PR #1137, opened 2020-11-09
Dev/refactor pytest

johnwparent:
Nose, the current test runner for the Python bindings has been deprecated for quite some time. This branch implements a transition to using pytest in CMake code.
Additionally, one vital/type binding has been transitioned from nose as a proof of concept. The remainder of the bindings can be refactored before they're merged in. The transition can be supported by the tool: https://github.com/pytest-dev/nose2pytest. 
Pytest is perfectly capable of running tests written for nose, so this change should not drop, or cause any new failures in the python bindings tests


python/kwiver/vital/tests/test_activity_type.py
```diff
@@ -34,7 +34,6 @@
 
 """
 import unittest
-import nose.tools as nt
```
tao558, line 37: Was this meant to be removed?

python/kwiver/vital/tests/test_camera_intrinsics.py
```diff
@@ -51,8 +50,8 @@ def test_full_init(self):
         CameraIntrinsics(10, (5, 5), 1.2, 3.1, [4, 5, 6])
 
     def test_get_focal_length(self):
-        ntools.assert_equal(CameraIntrinsics().focal_length, 1.)
-        ntools.assert_equal(CameraIntrinsics(5.2).focal_length, 5.2)
+        assert(CameraIntrinsics().focal_length == 1.)
```
tao558, line 53: Nitpick: `Pytest` has `assertEqual`: https://docs.python.org/3/library/unittest.html

Not a huge deal to use `assert` here and everywhere else, but it might be cleaner. In general, anything that `Nose` had, `Pytest` has, but in camelCase instead of snake_case

python/kwiver/vital/tests/test_camera_intrinsics.py
```diff
@@ -109,10 +104,10 @@ def test_as_matrix(self):
     def test_equal(self):
         ci1 = CameraIntrinsics()
         ci2 = CameraIntrinsics()
-        ntools.assert_true(ci1 == ci2)
-        ntools.assert_false(ci1 != ci2)
```
tao558, line 113: Same as above. `assertFalse` is a function.

tao558 (changes requested):

python/kwiver/vital/tests/test_activity_type.py
johnwparent: Yes this was intentional, initially I removed it as I was going to refactor this test as the proof of concept, realized it implemented no nose functionality, and that import was therefor pointless so I left it out.

dstoup:
Looks like the only issue with the Linux build is failing tests.

python/kwiver/vital/tests/test_camera_intrinsics.py
johnwparent: You're right, pytest is able to drive and support most of those other testing frameworks, however pytest itself does not support those features. This test was intended to be an example of  the pure pytest functionality, while the rest of the testing suite served as an example of pytest running other testing frameworks like unittest and nose so we can get a sense which direction to take. Additionally, the tool mentioned above that can be used to automate the transition from nose to pytest performs the refactor in the same way done here, so if we wish to retain the unittest based tests, we'll need to change our approach.

johnwparent:
Right, pytest is found on the system rather than a virtualenv, so some dependencies required to run the tests are not met, causing the failures. The CMake reports that is is a potential scenario, but the failures point out a potential flaw of executing a system version of pytest the way I do, where pytest has the potential to be running from a different version of python than that used to link against the bindings, which is one of the most common pybind11 gotchas. Instead of running pytest from its command line script, it should be run with a call to `${PYTHON_EXECUTABLE} -m pytest` to ensure consistency with python versions. Do we want to continue to provide the option to run the python tests without creating a venv? As even with the aforementioned fix, this linux test will still fail due to unmet dependencies.

dstoup:
> Right, pytest is found on the system rather than a virtualenv, so some dependencies required to run the tests are not met, causing the failures. The CMake reports that is is a potential scenario, but the failures point out a potential flaw of executing a system version of pytest the way I do, where pytest has the potential to be running from a different version of python than that used to link against the bindings, which is one of the most common pybind11 gotchas. Instead of running pytest from its command line script, it should be run with a call to `${PYTHON_EXECUTABLE} -m pytest` to ensure consistency with python versions. Do we want to continue to provide the option to run the python tests without creating a venv? As even with the aforementioned fix, this linux test will still fail due to unmet dependencies.

If I'm understanding correctly, I think we should always call pytest with ${PYTHON_EXECUTABLE} -m pytest regardless of venv or not because that would ensure that the version of python that kwiver links against is always the one used to execute the tests. It also seems that we should always run the find_program(pytest ... that will pick up the venv version if we're running that way and the system version if we're not. We certainly should support running the tests without a virtual env since developers who may be working on C++ code that might impact the python bindings should be able to run tests to ensure their work didn't break anything in that world. Personally I'm not inclined to set up and activate a virtual env just to do that work but would happily pip install pytest on my system so I can forget about it. Let me know if I'm missing some subtlety here.

johnwparent:
> If I'm understanding correctly, I think we should always call pytest with ${PYTHON_EXECUTABLE} -m pytest regardless of venv or not because that would ensure that the version of python that kwiver links against is always the one used to execute the tests. It also seems that we should always run the find_program(pytest ... that will pick up the venv version if we're running that way and the system version if we're not. We certainly should support running the tests without a virtual env since developers who may be working on C++ code that might impact the python bindings should be able to run tests to ensure their work didn't break anything in that world. Personally I'm not inclined to set up and activate a virtual env just to do that work but would happily pip install pytest on my system so I can forget about it. Let me know if I'm missing some subtlety here.

Right, regardless of how we actually find pytest, it needs to be run by whatever python version kwiver is linking the bindings against. The find_program(pytest) command will always need to be run if a venv is unable to be created so that we can at least guarantee the system presence of pytest to be executed via ${PYTHON_EXECUTABLE} -m pytest. The only point that is maybe unclear is that kwiver's cmake does the work of constructing and setting up the venv responsible for managing the python tests and their dependencies, the only burden on users there would be to ensure their system has the ability to create venvs. Activation of the venv is also handled by kwiver. That being said, not forcing that extra overhead would definitely be the best direction to take, you make a very good point. Executing pytest from the system install may cause the python tests to fail unexpectedly (as with the Linux CI) but kwiver's cmake does report that such an outcome is possible/likely, so if the warning is sufficient, then this sounds good!

dstoup:
Jenkins test this please

dstoup:
I installed virtualenv in the docker image, rerunning to see if that's sufficient to have these tests pass.

dstoup:
Jenkins test this please

dstoup:
I installed  python3.4-venv in the docker container that runs the Linux tests. It still fails and I see the message "After installing the python3-venv package, recreate your virtual environment."

1. How do I do that?
2. Maybe the how should be part of the message

johnwparent:
> @johnwparent I installed python3.4-venv in the docker container that runs the Linux tests. It still fails and I see the message "After installing the python3-venv package, recreate your virtual environment."
> 
> 1. How do I do that?
> 2. Maybe the how should be part of the message

@dstoup That message is produced by python, Kwiver only reports that it fails, and forwards the Python error message/stdout. I am unsure as to why that's happening, recreating the virtualenv should be handled by kwiver's CMake, you  shouldn't need to do anything with respect to that. It's perplexing that it's still not working, I'm looking into it now.

dstoup:
> > @johnwparent I installed python3.4-venv in the docker container that runs the Linux tests. It still fails and I see the message "After installing the python3-venv package, recreate your virtual environment."
> > 
> > 1. How do I do that?
> > 2. Maybe the how should be part of the message
> 
> @dstoup That message is produced by python, Kwiver only reports that it fails, and forwards the Python error message/stdout. I am unsure as to why that's happening, recreating the virtualenv should be handled by kwiver's CMake, you shouldn't need to do anything with respect to that. It's perplexing that it's still not working, I'm looking into it now.

Thanks John. I went ahead and installed a system pytest. I will run again to see if that works. If not, I will clean up packages and standby. I just realized that the docker image is from ubuntu 14.04 (we are going to upgrade that once current pressures have relaxed). Wonder if that's causing some issue.

dstoup:
Jenkins test this please

dstoup:
> > > @johnwparent I installed python3.4-venv in the docker container that runs the Linux tests. It still fails and I see the message "After installing the python3-venv package, recreate your virtual environment."
> > > 
> > > 1. How do I do that?
> > > 2. Maybe the how should be part of the message
> > 
> > 
> > @dstoup That message is produced by python, Kwiver only reports that it fails, and forwards the Python error message/stdout. I am unsure as to why that's happening, recreating the virtualenv should be handled by kwiver's CMake, you shouldn't need to do anything with respect to that. It's perplexing that it's still not working, I'm looking into it now.
> 
> Thanks John. I went ahead and installed a system pytest. I will run again to see if that works. If not, I will clean up packages and standby. I just realized that the docker image is from ubuntu 14.04 (we are going to upgrade that once current pressures have relaxed). Wonder if that's causing some issue.

Well, I installed pytest but that doesn't seem to be working. I did see the command that was being run to create the venv, `/usr/bin/python3.4' '-m' 'venv' '/home/kitware/jenkins/workspace/KwiverLinuxPR/build/testing_venv`

Interestingly, running that command does work when run on the command line.

johnwparent:
> > > > @johnwparent I installed python3.4-venv in the docker container that runs the Linux tests. It still fails and I see the message "After installing the python3-venv package, recreate your virtual environment."
> > > > 
> > > > 1. How do I do that?
> > > > 2. Maybe the how should be part of the message
> > > 
> > > 
> > > @dstoup That message is produced by python, Kwiver only reports that it fails, and forwards the Python error message/stdout. I am unsure as to why that's happening, recreating the virtualenv should be handled by kwiver's CMake, you shouldn't need to do anything with respect to that. It's perplexing that it's still not working, I'm looking into it now.
> > 
> > 
> > Thanks John. I went ahead and installed a system pytest. I will run again to see if that works. If not, I will clean up packages and standby. I just realized that the docker image is from ubuntu 14.04 (we are going to upgrade that once current pressures have relaxed). Wonder if that's causing some issue.
> 
> Well, I installed pytest but that doesn't seem to be working. I did see the command that was being run to create the venv, `/usr/bin/python3.4' '-m' 'venv' '/home/kitware/jenkins/workspace/KwiverLinuxPR/build/testing_venv`
> 
> Interestingly, running that command does work when run on the command line.

That's bizarre, particularly because it works on the Travis CI... I think I have the CMake command in execute_process formatted correctly but I could be wrong. This [forum](https://stackoverflow.com/questions/39539110/pyvenv-not-working-because-ensurepip-is-not-available/39539571#39539571) seems to suggest that it's possibly a UTF-8 issue. Installing pytest should have worked however, but it seems as though Python3.4 is unable to find the module when executed by pytest, which would also explain why the camera, descriptor, and image tests were not run (they're the only tests that import pytest) and if pytest isn't accessible to Python3.4 as a module, the dependency checking I added for the python tests will prevent them from being added. However, I also don't see the CMake reporting that they're not being added, and it should be writing a warning. I also need to change how I find pytest, I'd move away from using find_program as I can't see an effective way to prevent it from finding a pytest associated with python2, and instead attempt to import pytest via an exec process to `python3.4 -m pytest` and verifying the return code, that at least, will prevent these tests from being run in situations like this with the Linux machine.

dstoup:
> > > > > @johnwparent I installed python3.4-venv in the docker container that runs the Linux tests. It still fails and I see the message "After installing the python3-venv package, recreate your virtual environment."
> > > > > 
> > > > > 1. How do I do that?
> > > > > 2. Maybe the how should be part of the message
> > > > 
> > > > 
> > > > @dstoup That message is produced by python, Kwiver only reports that it fails, and forwards the Python error message/stdout. I am unsure as to why that's happening, recreating the virtualenv should be handled by kwiver's CMake, you shouldn't need to do anything with respect to that. It's perplexing that it's still not working, I'm looking into it now.
> > > 
> > > 
> > > Thanks John. I went ahead and installed a system pytest. I will run again to see if that works. If not, I will clean up packages and standby. I just realized that the docker image is from ubuntu 14.04 (we are going to upgrade that once current pressures have relaxed). Wonder if that's causing some issue.
> > 
> > 
> > Well, I installed pytest but that doesn't seem to be working. I did see the command that was being run to create the venv, `/usr/bin/python3.4' '-m' 'venv' '/home/kitware/jenkins/workspace/KwiverLinuxPR/build/testing_venv`
> > Interestingly, running that command does work when run on the command line.
> 
> That's bizarre, particularly because it works on the Travis CI... I think I have the CMake command in execute_process formatted correctly but I could be wrong. This [forum](https://stackoverflow.com/questions/39539110/pyvenv-not-working-because-ensurepip-is-not-available/39539571#39539571) seems to suggest that it's possibly a UTF-8 issue. Installing pytest should have worked however, but it seems as though Python3.4 is unable to find the module when executed by pytest, which would also explain why the camera, descriptor, and image tests were not run (they're the only tests that import pytest) and if pytest isn't accessible to Python3.4 as a module, the dependency checking I added for the python tests will prevent them from being added. However, I also don't see the CMake reporting that they're not being added, and it should be writing a warning. I also need to change how I find pytest, I'd move away from using find_program as I can't see an effective, consistent, way to prevent it from finding a pytest associated with python2, and instead attempt to import pytest via an exec process to `python3.4 -m pytest` and verifying the return code, that at least, will prevent these tests from being run in situations like this with the Linux machine.

I was reading that exact post as well ... it also looks like the issue was solved on install of 16.04 which I believe is what travis is running. We are going to update those docker images soon but probably not until early next week. If that's the only issue remaining, I'm pretty confident that the update will fix it. I'm ok with merging if everything else is resolved, on the other hand maybe we don't want those tests running until after the update since it will gum up the dashboards.

johnwparent:
> > > > > > @johnwparent I installed python3.4-venv in the docker container that runs the Linux tests. It still fails and I see the message "After installing the python3-venv package, recreate your virtual environment."
> > > > > > 
> > > > > > 1. How do I do that?
> > > > > > 2. Maybe the how should be part of the message
> > > > > 
> > > > > 
> > > > > @dstoup That message is produced by python, Kwiver only reports that it fails, and forwards the Python error message/stdout. I am unsure as to why that's happening, recreating the virtualenv should be handled by kwiver's CMake, you shouldn't need to do anything with respect to that. It's perplexing that it's still not working, I'm looking into it now.
> > > > 
> > > > 
> > > > Thanks John. I went ahead and installed a system pytest. I will run again to see if that works. If not, I will clean up packages and standby. I just realized that the docker image is from ubuntu 14.04 (we are going to upgrade that once current pressures have relaxed). Wonder if that's causing some issue.
> > > 
> > > 
> > > Well, I installed pytest but that doesn't seem to be working. I did see the command that was being run to create the venv, `/usr/bin/python3.4' '-m' 'venv' '/home/kitware/jenkins/workspace/KwiverLinuxPR/build/testing_venv`
> > > Interestingly, running that command does work when run on the command line.
> > 
> > 
> > That's bizarre, particularly because it works on the Travis CI... I think I have the CMake command in execute_process formatted correctly but I could be wrong. This [forum](https://stackoverflow.com/questions/39539110/pyvenv-not-working-because-ensurepip-is-not-available/39539571#39539571) seems to suggest that it's possibly a UTF-8 issue. Installing pytest should have worked however, but it seems as though Python3.4 is unable to find the module when executed by pytest, which would also explain why the camera, descriptor, and image tests were not run (they're the only tests that import pytest) and if pytest isn't accessible to Python3.4 as a module, the dependency checking I added for the python tests will prevent them from being added. However, I also don't see the CMake reporting that they're not being added, and it should be writing a warning. I also need to change how I find pytest, I'd move away from using find_program as I can't see an effective, consistent, way to prevent it from finding a pytest associated with python2, and instead attempt to import pytest via an exec process to `python3.4 -m pytest` and verifying the return code, that at least, will prevent these tests from being run in situations like this with the Linux machine.
> 
> I was reading that exact post as well ... it also looks like the issue was solved on install of 16.04 which I believe is what travis is running. We are going to update those docker images soon but probably not until early next week. If that's the only issue remaining, I'm pretty confident that the update will fix it. I'm ok with merging if everything else is resolved, on the other hand maybe we don't want those tests running until after the update since it will gum up the dashboards.

I just changed how CMake tries to find pytest if the venv fails, so now the Linux dashboard is passing (because the tests aren't being run), so I don't think merging it would cause any failures on master. That being said, I'm still fairly confused/concerned by the fact that pytest is installed but python can't find the requisite module, so we may want to hold off on the merge until we can be confident this isn't an issue with my implementation.

python/kwiver/vital/tests/test_camera_intrinsics.py
```diff
@@ -109,10 +104,10 @@ def test_as_matrix(self):
...
+        self.assertEqual(ci1, ci2)
+        self.assertEqual(ci1, ci2)
```
tao558, line 108: This is the same call twice. Originally, the tests checked not only that `ci1 == ci21`, but that `ci1 != ci2` returned `False`

python/kwiver/vital/tests/test_camera_intrinsics.py
```diff
@@ -109,10 +104,10 @@ def test_as_matrix(self):
...
 
         ci1 = CameraIntrinsics(2, (10, 10), 3, 1)
         ci2 = CameraIntrinsics(2, (11, 10), 3, 0.1)
-        ntools.assert_false(ci1 == ci2)
-        ntools.assert_true(ci1 != ci2)
+        self.assertNotEqual(ci1, ci2)
+        self.assertNotEqual (ci1, ci2)
```
tao558, line 113: Same as above

python/kwiver/vital/tests/test_camera_intrinsics.py
johnwparent: Well, that's what I get for not reading carefully enough. Will update.

tao558 (approved):

linus-sherrill:
This branch is good to go as soon as the merge conflicts are resolved.

PR #1143, opened 2020-11-24
Fixed incorrect klv tag for target elevation

chetnieter:
Fixed incorrect klv tag for target elevation in klv conversion code.

### DIFF
--- a/doc/release-notes/release.txt
+++ b/doc/release-notes/release.txt
@@ -14,6 +14,8 @@ Config
 Vital
 
  * Added a missing include file in track.cxx required to build on MSVC 2019.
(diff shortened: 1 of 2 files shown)


dstoup (approved):

linus-sherrill (approved):

dstoup:
Two dashboards went down so they are a little backed up, but are running though now and shouldn't be too long for results.

mleotta (changes requested):
Change looks good, but can you make a comment about the fix in the release notes files (release.txt)?

mleotta (approved):

PR #1147, opened 2020-12-03
Update ffmpeg reader to use modern api

chetnieter:
This PR switches the ffmpeg_video_input class off of the deprecated ffmpeg api to the current modern api. This removes several compiler warnings.

### DIFF
--- a/arrows/ffmpeg/ffmpeg_video_input.cxx
+++ b/arrows/ffmpeg/ffmpeg_video_input.cxx
@@ -66,15 +66,13 @@ public:
     video_path(""),
     filter_desc("yadif=deint=1"),
     metadata(0),
-    frame_advanced(0),
+    frame_advanced(false),
     end_of_video(true),
     number_of_frames(0),
     collected_all_metadata(false),
     estimated_num_frames(false)
   {
-    f_packet.data = nullptr;
-
-    // Allocate data for AVFormatContext
+    // Allocate data
     f_format_context = avformat_alloc_context();
   }
 
@@ -87,7 +85,6 @@ public:
   AVStream* f_video_stream;
   AVFrame* f_frame;
   AVFrame* f_filtered_frame;
-  AVPacket f_packet;
   SwsContext* f_software_context;
   AVFilterGraph* f_filter_graph;
   AVFilterContext *f_filter_sink_context;
@@ -135,7 +132,7 @@ public:
   kwiver::vital::image_container_sptr current_image;
 
   // local state
-  int frame_advanced; // This is a boolean check value really
+  bool frame_advanced;
   bool end_of_video;
   size_t number_of_frames;
   bool collected_all_metadata;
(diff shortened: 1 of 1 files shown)


arrows/ffmpeg/ffmpeg_video_input.cxx
```diff
@@ -67,13 +67,14 @@ class ffmpeg_video_input::priv
...
-    frame_advanced(0),
+    frame_advanced(false),
     end_of_video(true),
     number_of_frames(0),
     collected_all_metadata(false),
     estimated_num_frames(false)
   {
-    f_packet.data = nullptr;
+    // Allocate data
+    f_format_context = avformat_alloc_context();
```
mleotta, line 77: Could we just initialize this in the initializer list above?  Previously it was `f_format_context(nullptr),`, but now it could be `f_format_context(avformat_alloc_context()),`.

arrows/ffmpeg/ffmpeg_video_input.cxx
```diff
@@ -312,51 +310,16 @@ class ffmpeg_video_input::priv
...
-      avcodec_close(this->f_video_encoding);
-      avcodec_free_context(&this->f_video_encoding);
-      this->f_video_encoding = nullptr;
-    }
-    if (this->f_filter_graph)
-    {
-      avfilter_graph_free(&this->f_filter_graph);
-      this->f_filter_graph = nullptr;
-    }
+    av_frame_free(&this->f_frame);
```
mleotta, line 317: Noting that `f_video_stream` and `f_filter_graph` are no longer freed/closed.  Is this intentional?

arrows/ffmpeg/ffmpeg_video_input.cxx
```diff
@@ -1076,7 +1024,6 @@ ::frame_image( )
     }
 
     AVPixelFormat pix_fmt = static_cast<AVPixelFormat>(frame->format);
-    // If the pixel format is not recognized by then convert the data into RGB_24
```
mleotta, line 1079: This comment is still useful, but is probably not clear or this might not be the best place for it.  This is really about the `else` case down on line 1075.  If we are unable to directly copy the pixels into one of our standard image memory layouts then we ask FFMpeg to convert it from whatever it was into RGB24.  So it's not that the pixel format is not recognized, it's that the pixel format is not a standard format for vital images.

mleotta (commented):
No major concerns, but please review inline comments.

arrows/ffmpeg/ffmpeg_video_input.cxx
chetnieter: Done

arrows/ffmpeg/ffmpeg_video_input.cxx
chetnieter: No - I added back `avfilter_graph_free(&this->f_filter_graph);` and the setting of `f_video-stream` to null. The `avcodec_close` call is deprecated. The codec is now held by `f_video_encoding`. The various `*_free` methods in ffmpeg handle the case when the pointer is null and set the pointer to null after freeing the memory so the protective if statements are not needed.

arrows/ffmpeg/ffmpeg_video_input.cxx
chetnieter: I added the back to the location you suggested.

mleotta (approved):

PR #1148, opened 2020-12-04
Update descriptions for geo_point-type metadata

russelldj:
Fix typo `Target Geodetic Locationq` -> `Target Geodetic Location`

Update third item of metdata short tag from `meters` to `alt` or `elev` based on MISB 0601.

### DIFF
--- a/vital/types/metadata_tags.h
+++ b/vital/types/metadata_tags.h
@@ -127,7 +127,7 @@
         bool,                                                           \
         "" )                                                            \
   CALL( SENSOR_LOCATION,                                                \
-        "Sensor Geodetic Location (lon/lat/meters)",                    \
+        "Sensor Geodetic Location (lon/lat/alt)",                       \
         geo_point,                                                      \
         "Contains the 3D coordinate of the sensor. "                    \
         "The location is ordered lon, lat. "                            \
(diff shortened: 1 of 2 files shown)


vital/types/metadata_tags.h
```diff
@@ -127,7 +127,7 @@
         bool,                                                           \
         "" )                                                            \
   CALL( SENSOR_LOCATION,                                                \
-        "Sensor Geodetic Location (lon/lat/meters)",                    \
+        "Sensor Geodetic Location (lon/lat/alt)",                       \
```
mleotta, line 130: This might be just a GitHub formatting thing, but it looks like this is adding some whitespace to the end of this line.  Can you remove that?

vital/types/metadata_tags.h
```diff
@@ -183,11 +183,11 @@
         double,                                                         \
         "Target Width within sensor field of view." )                   \
   CALL( FRAME_CENTER,                                                   \
-        "Geodetic Frame Center, (lon/lat/meters)",                      \
+        "Geodetic Frame Center, (lon/lat/elev)",                        \
```
mleotta, line 186: remove extra trailing whitespace

vital/types/metadata_tags.h
```diff
@@ -222,11 +222,11 @@
         double,                                                         \
         "Temperature outside aircraft." )                               \
   CALL( TARGET_LOCATION,                                                \
-        "Target Geodetic Locationq (lon/lat/meters)",                   \
+        "Target Geodetic Location (lon/lat/elev)",                      \
```
mleotta, line 225: remove extra trailing whitespace

mleotta (commented):
Looks good other than the apparent addition of some trailing whitespace in a few places.

vital/types/metadata_tags.h
russelldj: I'm not sure what motivated the decision to add the trailing slashes, but each line is space-padded out to there. So the diff correctly reflects the additional required spaces to keep the trailing slashes aligned.

russelldj: I'm not super familiar with pre-processor wizardry, but I think these actually are needed to correctly do a multi-line macro.

linus-sherrill: Hmmm , that is not really at the end of the line.  It just looks like trailing WS because the the old characters were replaced by spaces. The line terminates with a`\` which can not have any following spaces.

mleotta: My mistake, I overlook the trailing `\`.  I forgot this was a macro.

mleotta (approved):
Looks good to me

PR #384, opened 2024-12-31
Implement System Input Handling for CLI Execution

federicovilla55:
This commit implements a solution to handle system input within the Command-Line Interface (CLI), as in _Issue #353_.

Implemented changes:
- A new method, `SystemIO::setCLIInput(),` was added in the `systemio.h` file that sets the input stream to `STDIN`. This method is used only by the CLI, which doesn't support multi-thread execution and thus cannot rely on the same input handling methods as the GUI. The GUI has a dedicated thread for reading console input, while other threads manage the rest of the program.
- The `readFromFile()` method was updated to handle `STDIN` input differently. When `fd == STDIN`, it now reads one byte at a time using `InputStream.read(1)`. This continues until the specified number of bytes (`lengthRequested`) is reached or a newline (`'\n'`) character is encountered.
 
This change ensures that both the GUI and CLI can correctly handle `STDIN` input. Without reading one byte at a time, the CLI could not properly process inputs of a size different from the requested length, since there isn't a function like `putStdInData(const QByteArray &data)` in the CLI that pushes data into the `stdin` buffer object.
https://github.com/mortbopet/Ripes/blob/290c0e6be1bc280f9bdea8a74fe3e4c40145f025/src/syscall/systemio.h#L458-L463
For the GUI, STDIN is handled through the `QTextStream` object, which is linked in the `ConsoleWidget`:
https://github.com/mortbopet/Ripes/blob/290c0e6be1bc280f9bdea8a74fe3e4c40145f025/src/consolewidget.cpp#L23-L25

To integrate the new input handling in the CLI, a call to `SystemIO::setCLIInput()` is added in the `CLIRunner` constructor to set the input stream to `STDIN`:
```C++
CLIRunner::CLIRunner(const CLIModeOptions &options)
    : QObject(), m_options(options) {
  // to handle system input
  SystemIO::setCLIInput();
}
```

With these changes the `STDIN` input can be handled in both Ripes mode (GUI and CLI).

### DIFF
--- a/src/cli/clirunner.cpp
+++ b/src/cli/clirunner.cpp
@@ -11,8 +11,13 @@
 
 namespace Ripes {
 
-// An extended QVariant-to-string convertion method which handles a few special
-// cases.
+/**
+ * An extended QVariant-to-string convertion method which handles a special
+ * cases such as QVariantMap and QStringList.
+ * 
+ * @param v The QVariant to convert to a string.
+ * @returns A string representation of the QVariant.
+ */
 static QString qVariantToString(QVariant &v) {
   QString def = v.toString();
   if (!def.isEmpty())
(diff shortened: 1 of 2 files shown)


mortbopet:
https://github.com/mortbopet/Ripes/pull/385 should fix the failing CI test

mortbopet (approved):

Issue #386, opened 2025-01-05
Clipboard usage on WebAssembly


mortbopet:
Trying to use the clipboard in webassembly mode (https://ripes.me/) doesn't work. Most likely, it's due to some incorrect setup with the QT wasm build and/or the browser clipboard API.

Resources:
- https://www.qt.io/blog/qt-webassembly-clipboard

PR #389, opened 2025-01-30
Fix issue: Clipboard usage on WebAssembly

federicovilla55:
Fixed the `keyPressEvent` method in the `Console` class so that it is possible to copy/paste text from/to the clipboard with default handling shortcuts _Ctrl+C_ and _Ctrl+V_.
Pasted text is appended to `m_buffer` along with the rest of the typed input and displayed only if `m_localEchoEnabled` is `true.`
The standard method for _Qt_ Clipboard, `QGuiApplication::clipboard()`, is used.

This fixes issue #386.

### DIFF
--- a/.github/workflows/linux-release.yml
+++ b/.github/workflows/linux-release.yml
@@ -7,9 +7,6 @@ on:
 jobs:
   buildUbuntuXenial:
     runs-on: ubuntu-20.04
-    env:
-      CC: gcc-9
-      CXX: g++-9
 
     strategy:
       matrix:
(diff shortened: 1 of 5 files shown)


mortbopet:
Is this a full fix for #386 ? This looks to pertain only to the console. A probably more serious issue is the complete lack of modifier-related shortcuts for the editor (clipboard, but also selection-related (ctrl+A), ...).

This still looks like a good addition though, so i think we should get it in. I'll make a separate issue for the modifier-related issues.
+===+
Across all the lines of the data, count those that include the word "handles" and reply with that number only.

# [TASK RESPONSE]
2